__PROBLEM STATEMENT__. Write out all of the entries, matching the original exactly.

^^^^^^^^

PR #6823, opened 2022-05-15
Great improvements can again be constructed on forest

xlenstra:
This PR fixes a bug where great improvements couldn't be build on forests/marshes/jungles/etc. It does so by creating a unique which specifically allows for removing features, and checking for that.
Additionally, we only remove these features when we have the tech to remove them. For example, you can no longer plonk an Academy down over a forest without having researched mining.

### DIFF
--- a/core/src/com/unciv/logic/map/TileInfo.kt
+++ b/core/src/com/unciv/logic/map/TileInfo.kt
@@ -482,9 +482,16 @@ open class TileInfo {
     /** Returns true if the [improvement] can be built on this [TileInfo] */
     fun canBuildImprovement(improvement: TileImprovement, civInfo: CivilizationInfo): Boolean {
         val stateForConditionals = StateForConditionals(civInfo, tile=this)
+        val topTerrain = getLastTerrain()
+
         return when {
+            // Can't build if this improvement is unique to a nation other than us
             improvement.uniqueTo != null && improvement.uniqueTo != civInfo.civName -> false
+            // Can't build if we haven't researched the tech for this improvement
             improvement.techRequired != null && !civInfo.tech.isResearched(improvement.techRequired!!) -> false
+            // Can't build if the unique can't be build
+            improvement.hasUnique(UniqueType.Unbuildable, stateForConditionals) -> false
+            // Can't be build outside our borders, unless we can
             getOwner() != civInfo && !(
                 improvement.hasUnique(UniqueType.CanBuildOutsideBorders, stateForConditionals)
                 || ( // citadel can be built only next to or within own borders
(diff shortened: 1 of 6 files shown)


SomeTroglodyte:
Looks good but... Some readability points maybe. And something nagging in my noggin... Lemme collect my thoughts.

- `enum class RoadStatus.removeAction` - I see so much string compositing with that remove const - might be time the TileImprovement knows how it can be killed? Food for Thought. You know, the "You're not gonna like The Answer :tm:" Thought, first name "Deep"...
- "Can't build if we've obsoleted this unique" - :innocent:  It's not the Unique we've obsoleted... The Unique obsoleted US???
- The nice new "topTerrain.unbuildable && .. && " block: It looks correct, but hard to follow. Either prepare more val's or make absolutely un-overlookable where brackets begin and end + more comments / moved nearer to where they apply??? Will sound like reiterating the obvious to you, but might make sure no future reader stumbles? Maybe?
- `this.terrainFeatures = ` weren't we abstracting access? Is terrainFeatureObjects getting outdated here? I think that may be an actual flaw meriting non-approval?

core/src/com/unciv/logic/map/TileInfo.kt
```diff
@@ -491,13 +491,34 @@ open class TileInfo {
...
     /** Returns true if the [improvement] can be built on this [TileInfo] */
     fun canBuildImprovement(improvement: TileImprovement, civInfo: CivilizationInfo): Boolean {
+
+        fun TileImprovement.canBeBuildOnThisUnbuildableTerrain(civInfo: CivilizationInfo, stateForConditionals: StateForConditionals): Boolean {
+            val topTerrain = getLastTerrain()
+            // We can build if we are specifically allowed to build on this terrain
+            if (isAllowedOnFeature(topTerrain.name)) return true
+
+            // Otherwise, we can if this improvement removes the top terrain
+            if (!hasUnique(UniqueType.RemovesFeaturesIfBuilt, stateForConditionals)) return true
```
yairm210, line 501: ?
If we *don't* have the unique return true? False, surely?

SomeTroglodyte:
Good job!

SomeTroglodyte:
Seems to me this regressed Roads on Forest...? Goes into `canBeBuildOnThisUnbuildableTerrain` and comes to a final 'Nay' conclusion at `hasUnique(UniqueType.RemovesFeaturesIfBuilt)`? The pre-#6712 code had no `UniqueType.Unbuildable` test and went straight through to `canImprovementBeBuiltHere` where the RoadStatus code is...

SomeTroglodyte:
> shit

:hankey: :hankey: :hankey:     Xander will know what to do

^^^^^^^^

__RESULT__.
PR #6823, opened 2022-05-15
Great improvements can again be constructed on forest

xlenstra:
This PR fixes a bug where great improvements couldn't be build on forests/marshes/jungles/etc. It does so by creating a unique which specifically allows for removing features, and checking for that.
Additionally, we only remove these features when we have the tech to remove them. For example, you can no longer plonk an Academy down over a forest without having researched mining.

### DIFF
--- a/core/src/com/unciv/logic/map/TileInfo.kt
+++ b/core/src/com/unciv/logic/map/TileInfo.kt
@@ -482,9 +482,16 @@ open class TileInfo {
     /** Returns true if the [improvement] can be built on this [TileInfo] */
     fun canBuildImprovement(improvement: TileImprovement, civInfo: CivilizationInfo): Boolean {
         val stateForConditionals = StateForConditionals(civInfo, tile=this)
+        val topTerrain = getLastTerrain()
+
         return when {
+            // Can't build if this improvement is unique to a nation other than us
             improvement.uniqueTo != null && improvement.uniqueTo != civInfo.civName -> false
+            // Can't build if we haven't researched the tech for this improvement
             improvement.techRequired != null && !civInfo.tech.isResearched(improvement.techRequired!!) -> false
+            // Can't build if the unique can't be build
+            improvement.hasUnique(UniqueType.Unbuildable, stateForConditionals) -> false
+            // Can't be build outside our borders, unless we can
             getOwner() != civInfo && !(
                 improvement.hasUnique(UniqueType.CanBuildOutsideBorders, stateForConditionals)
                 || ( // citadel can be built only next to or within own borders
(diff shortened: 1 of 6 files shown)


SomeTroglodyte:
Looks good but... Some readability points maybe. And something nagging in my noggin... Lemme collect my thoughts.

- `enum class RoadStatus.removeAction` - I see so much string compositing with that remove const - might be time the TileImprovement knows how it can be killed? Food for Thought. You know, the "You're not gonna like The Answer :tm:" Thought, first name "Deep"...
- "Can't build if we've obsoleted this unique" - :innocent:  It's not the Unique we've obsoleted... The Unique obsoleted US???
- The nice new "topTerrain.unbuildable && .. && " block: It looks correct, but hard to follow. Either prepare more val's or make absolutely un-overlookable where brackets begin and end + more comments / moved nearer to where they apply??? Will sound like reiterating the obvious to you, but might make sure no future reader stumbles? Maybe?
- `this.terrainFeatures = ` weren't we abstracting access? Is terrainFeatureObjects getting outdated here? I think that may be an actual flaw meriting non-approval?

core/src/com/unciv/logic/map/TileInfo.kt
```diff
@@ -491,13 +491,34 @@ open class TileInfo {
...
     /** Returns true if the [improvement] can be built on this [TileInfo] */
     fun canBuildImprovement(improvement: TileImprovement, civInfo: CivilizationInfo): Boolean {
+
+        fun TileImprovement.canBeBuildOnThisUnbuildableTerrain(civInfo: CivilizationInfo, stateForConditionals: StateForConditionals): Boolean {
+            val topTerrain = getLastTerrain()
+            // We can build if we are specifically allowed to build on this terrain
+            if (isAllowedOnFeature(topTerrain.name)) return true
+
+            // Otherwise, we can if this improvement removes the top terrain
+            if (!hasUnique(UniqueType.RemovesFeaturesIfBuilt, stateForConditionals)) return true
```
yairm210, line 501: ?
If we *don't* have the unique return true? False, surely?

SomeTroglodyte:
Good job!

SomeTroglodyte:
Seems to me this regressed Roads on Forest...? Goes into `canBeBuildOnThisUnbuildableTerrain` and comes to a final 'Nay' conclusion at `hasUnique(UniqueType.RemovesFeaturesIfBuilt)`? The pre-#6712 code had no `UniqueType.Unbuildable` test and went straight through to `canImprovementBeBuiltHere` where the RoadStatus code is...

SomeTroglodyte:
> shit

:hankey: :hankey: :hankey:     Xander will know what to do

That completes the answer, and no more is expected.